Ringworm creates a ring-like pattern that can look strikingly similar to a Lyme bullseye. But ringworm patches are typically smaller, scaly or flaky at the edges, and mildly itchy. A Lyme rash is smoother, larger, and keeps growing. Spider bite reactions are another common look-alike, but they tend to stay small, develop quickly (within hours), and often have a central blister or necrotic area.

Multiple Rashes at Once

Some people develop more than one rash. When the bacteria spread through the bloodstream, secondary lesions can appear on areas of the body far from the original tick bite. These secondary rashes look similar to the primary one (expanding, red or pinkish ovals) but are usually smaller. Finding multiple expanding circular rashes in different locations is a strong indicator of Lyme disease, since a localized skin infection or bug bite reaction wouldn’t produce that pattern.
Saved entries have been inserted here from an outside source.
PR #347, opened 2019-01-24
Various updates based on contract changes

### LINKED ISSUE #338: Changes to Token contract
In the upcoming https://github.com/JoinColony/colonyNetwork/pull/479, the `ERC20ExtendedToken` is removed in favour of the Dappsys `DSToken`.

The `ERC20ExtendedToken` constructor accepted `name`, `symbol` and `decimals`, whereas `DSToken` accepts only `symbol`, with hardcoded `decimals = 18` and name optionally being later set with `setName`.

Both `symbol` and `name` were previously of type `string`, but are now `bytes32`. We will likely need to handle the conversion to/from hex in this library (before/after ethers).

- [ ] New Token constructor
- [ ] Set Token name with `setName`
- [ ] Handle conversion of strings to/from hex strings (`bytes32`) for `name` and `symbol`

sprusr:
## Description

`TokenClient` is now based on the `DSToken` contract, due to the removal of `ERC20ExtendedToken` contract. The `ColonyTokenSet` event has also been removed.

Up to date as of colonyNetwork#9ddf14118cd0436a19a7278282e4b8a607e14b54.

Closes #338


packages/colony-js-client/src/ColonyNetworkClient/index.js
```diff
@@ -144,9 +144,7 @@ export default class ColonyNetworkClient extends ContractClient {
   */
   createToken: ColonyNetworkClient.Sender<
```
ryanchristo: Is it possible to make `name` and `decimals` optional or has this ability been completely removed with the new token contract?

ryanchristo:
I've been updating colonyJS (in #346 especially) to work with the following colonyNetwork commit:

`f73dc84a41f5fc1962c999a24e13b15ba491b8a6`

Should we be holding off on updates to later commits or should I be updating to the latest commit?

packages/colony-js-client/src/ColonyNetworkClient/index.js
sprusr: `decimals` is now hardcoded, and `name` is set with `setName`. It is quite annoying! But also a more widely used contract, so perhaps more expected.

packages/colony-js-contract-client/src/modules/paramTypes.js
```diff
@@ -70,6 +76,18 @@ const PARAM_TYPE_MAP: {
...
+  bytes32String: {
+    validate(value: any) {
+      return typeof value === 'string';
+    },
+    convertOutput(value) {
+      return hexToUtf8(value);
+    },
+    convertInput(value) {
+      const converted = utf8ToHex(value);
+      return converted.padEnd(66, '0');
```
chmanie: Can you explain what’s going on here? I guess a comment wouldn’t hurt, either.

chmanie:
@sprusr you said that there’s not going to be any changes around the dApp for the token creation?

sprusr:
@chmanie no there is, we will need to add an extra transaction to do `setName`. But otherwise it’s the same.

packages/colony-js-contract-client/src/modules/paramTypes.js
sprusr: Ah you actually made me realise this is totally wrong... So for `bytes32` values, the underlying ethers adapter wants a full 32-byte hex string (64 characters + `0x`). What I've done here is pad it out at the wrong end though. It should pad with zeros from the start.

Will fix and add comment.

PR #351, opened 2019-01-30
Fix and update colony client methods and events

ryanchristo:
## Description

This pull request includes minor fixes to colony client events, the addition of missing colony client methods, and fixes and adds missing types in `docgen`.

Also, this pull request fixes the structure of the clients in relation to adding methods from interfaces not set as the default interface in the client, which was a mistakes I made in #346 and #350.

As a result of the fixes, `TokenLockClient` has been added and documentation for `TokenLockClient` will be updated in #348.


packages/colony-js-client/src/ColonyClient/index.js
```diff
@@ -1331,26 +1327,10 @@ export default class ColonyClient extends ContractClient {
...
-      contract: 'TokenLocking.sol',
-      interface: 'ITokenLocking.sol',
-      version: 'f73dc84a41f5fc1962c999a24e13b15ba491b8a6',
-    },
-  >;
 
   static get defaultQuery() {
     return {
-      contractName: 'IColony',
+      contractName: 'IMetaColony', // IMetaColony extends IColony
```
JamesLefrere: I'd suggest leaving this one as-is, and in the network client, doing this:

```js
  async getMetaColonyClientByAddress(contractAddress: Address) {
    const metaColonyClient = new this.constructor.ColonyClient({
      adapter: this.adapter,
      networkClient: this,
      query: { contractAddress, contractName: 'IMetaColony' },
    });
    await metaColonyClient.init();
    return metaColonyClient;
  }
```

The contract name should override the default.

packages/colony-js-client/src/ColonyClient/index.js
```diff
@@ -1599,15 +1576,20 @@ export default class ColonyClient extends ContractClient {
     if (this.token) {
       this.events.Transfer = this.token.events.Transfer;
       this.events.Mint = this.token.events.Mint;
+      this.events.TokenLocked = this.token.events.TokenLocked;
```
JamesLefrere: As discussed, let's make sure we get these from the right place.

packages/colony-js-client/src/constants.js
```diff
@@ -4,7 +4,7 @@ export const WORKER_ROLE = 'WORKER';
 export const EVALUATOR_ROLE = 'EVALUATOR';
 export const MANAGER_ROLE = 'MANAGER';
 
-export const ROLES = {
+export const TASK_ROLES = {
```
JamesLefrere: 👍

packages/colony-js-client/src/ColonyClient/index.js
```diff
@@ -1599,15 +1576,20 @@ export default class ColonyClient extends ContractClient {
...
       this.contract.interface.events.Mint = this.token.contract.interface.events.Mint;
+      this.contract.interface.events.TokenLocked = this.token.contract.interface.events.TokenLocked;
     }
     /* eslint-enable max-len */
 
     // Senders
     this.addSender('addDomain', {
       input: [['parentDomainId', 'number']],
     });
+    this.addSender('addGlobalSkill', {
```
JamesLefrere: I'm not sure about these being available for non-metacolony client instances... how about something like this:

```
// add a getter to this class
get isMetaColony() {
  return this._query.contractName === 'IMetaColony';
}

// here, use it to add these conditionally:

if (this.isMetaColony) {
  this.addSender('addGlobalSkill', { /* ... */ });
  // ... other MetaColony methods
}
```

Maybe?

JamesLefrere: Or more forgiving:

```js
addMetaColonySender(...args: *) {
  return this.isMetaColony ? this.addSender(...args) : this._metaColonyOnlyError(...args);
}

_metaColonyOnlyError(propName: string) {
  this[propName] = () => { throw new Error(`"${propName}" is only available for the MetaColony`) };
}
```

Or something?

packages/colony-js-client/src/TokenLockingClient/index.js
```diff
@@ -0,0 +1,241 @@
...
+  token: TokenAddress, // The address of the token contract that was unlocked.
+  user: Address, // The address of the user that the tokens were unlocked for.
+  lockId: number, // The numeric ID of the lock that the was set for the user.
+}>;
+type UserTokenWithdrawn = ContractClient.Event<{
+  token: TokenAddress, // The address of the token contract from which tokens were withdrawn.
+  user: Address, // The address of the user that withdrew tokens.
+}>;
+
+export default class ColonyClient extends ContractClient {
```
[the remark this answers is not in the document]
ryanchristo: Whoops! Yup, will fix.

packages/colony-js-client/src/ColonyClient/index.js
ryanchristo: Aha! This is what I wanted to do. Much better.

packages/colony-js-client/src/ColonyClient/index.js
ryanchristo: Yup, working on it. 👍

packages/colony-js-client/src/constants.js
ryanchristo: Yea, that was confusing with authority roles, recovery roles, and task roles.

packages/colony-js-client/src/ColonyClient/index.js
ryanchristo: Good idea. I will explore the options you shared.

Facial Drooping and Nerve Involvement

Beyond the rash, Lyme disease can produce visible changes when it spreads to the nervous system, typically weeks after the initial bite. The most recognizable sign is facial palsy: one side of the face droops, making it difficult to smile, close the eye, or raise the eyebrow on the affected side. In some cases, both sides of the face are affected. This happens when the bacteria inflame the cranial nerves. Other neurological signs at this stage include numbness or weakness in the limbs and visual disturbances, though these are less visually obvious to an outside observer.

Joint Swelling in Later Stages

If Lyme disease goes untreated for weeks to months, it can settle into the joints, most commonly the knee. The hallmark of Lyme arthritis is obvious swelling of one or a few joints. The affected joint may look visibly puffy or enlarged, feel warm to the touch, and cause pain with movement. This swelling can come and go, sometimes shifting between joints, which is a distinctive pattern. In joints like the shoulder, hip, or jaw, the swelling can be harder to see from the outside even though pain and stiffness are present.

Unlike rheumatoid arthritis, which typically affects many small joints symmetrically, Lyme arthritis tends to hit one large joint at a time, with the knee being the most common target by a wide margin. The swelling episodes may last days to weeks, resolve on their own, and then return.

When There’s No Rash at All

About 30 percent of people with confirmed Lyme disease never notice a rash. The rash may have appeared in a hidden location (the scalp, behind a knee, on the back), faded before it was noticed, or genuinely never developed. In these cases, the first visible signs of Lyme are often the later-stage symptoms: facial drooping, a swollen knee, or general signs like fatigue and joint pain that don’t have an obvious visual component. This is part of why Lyme disease is frequently missed or diagnosed late, especially in people who don’t recall a tick bite.